2. Not choosing the right credit card
Seniors who feel they need at least one credit card should carefully consider how they will use it. If you have credit card debt now and want to pay it off, apply for a balance transfer card. But if you go this route, be careful. Some seniors have reduced the value of their transfer by paying a high fee for it, which just adds to the debt. Others have found that the introductory period that follows the balance transfer is too short for them to pay the debt in full, so they end up paying an even higher interest rate after the introductory rate ends.
If you know you will need to carry a balance in order to repay your current debt or anticipated spending, consider a credit card with a low interest rate. Some seniors have been burned by cards with a low short-term rate followed by a high rate, so be sure to read the fine print and know how long the interest rate will last. Also, try to avoid paying an annual fee. Seniors on a fixed income don't have a lot of money to waste on annual fees for credit cards, particularly if they carry more than one card.
3. Picking a card for its rewards
If your finances are healthy and you want a credit card to earn rewards, make sure you read the details about how the rewards program works. Some seniors have been frustrated by rewards programs with caps that prevent them from earning enough points to actually reserve a hotel room or take a trip. Compare credit cards to see how much you will need to spend to earn rewards and how many points you will earn for each dollar spent. There can be a wide range of rewards from card to card.

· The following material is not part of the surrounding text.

Issue #44, opened 2021-06-28
There appears to be a line order error in index.js


lanmower:
There was an uncaught error ReferenceError: Cannot access 'error' before initialization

Make sure the rewards program fits your needs. If you want to travel, choose a card that provides the fastest travel rewards. Some seniors would rather earn and use rewards for day-to-day expenses such as gas and groceries, so look for a card that focuses on those rewards, or even a cash-back reward card.

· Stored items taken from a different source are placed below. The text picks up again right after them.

PR #64, opened 2021-11-24
move to the lts ns scheme for sigs/caps

mafintosh:
(in a PR as this is currently not backwards compat, so just need to make sure it's rolled up in one go on the testnet)


mafintosh:
Will merge this when we move off the testnet

mafintosh:
lts scheme in master now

4. Allowing your credit score to slip
The best credit card offers go to seniors with the highest credit scores, so seniors should definitely avoid hurting their scores by paying bills late or getting too deeply into credit card debt. AARP says credit card companies are offering better rewards to consumers who have excellent credit and use their cards regularly and responsibly. Accelerated rewards programs, no-fee cards, low interest rates and even complimentary airline tickets are available to seniors with stellar credit. Seniors with poor credit scores may find themselves unable to qualify for any credit card. They may have to use a secured credit card, which requires a deposit and sometimes an activation fee. These cards usually have low credit limits, too.
5. Co-signing a loan
Many seniors are naturally inclined to help their adult offspring buy a home or pay for college, but if the loan goes into default, they will be responsible for the debt, and their credit score could be ruined.
6. Not making a debt plan
While retiring debt-free is a worthy goal, retirees with debt need to make sure they have a plan for themselves and their heirs. Understand that retirement income such as a pension, a 401k, an IRA and Social Security benefits cannot be accessed by creditors. Be sure to inform your relatives that unless they are co-signers with you on a loan or a credit card, they are not responsible for your credit card debt after you pass away. The best idea is to find out what steps are necessary in your state to protect assets from creditors.
The bottom line
Retirees on a fixed income should carefully evaluate how credit can fit into their overall financial plan. Those who cannot afford their day-to-day expenses now should try to avoid taking on additional debt. They should instead consider a new spending plan.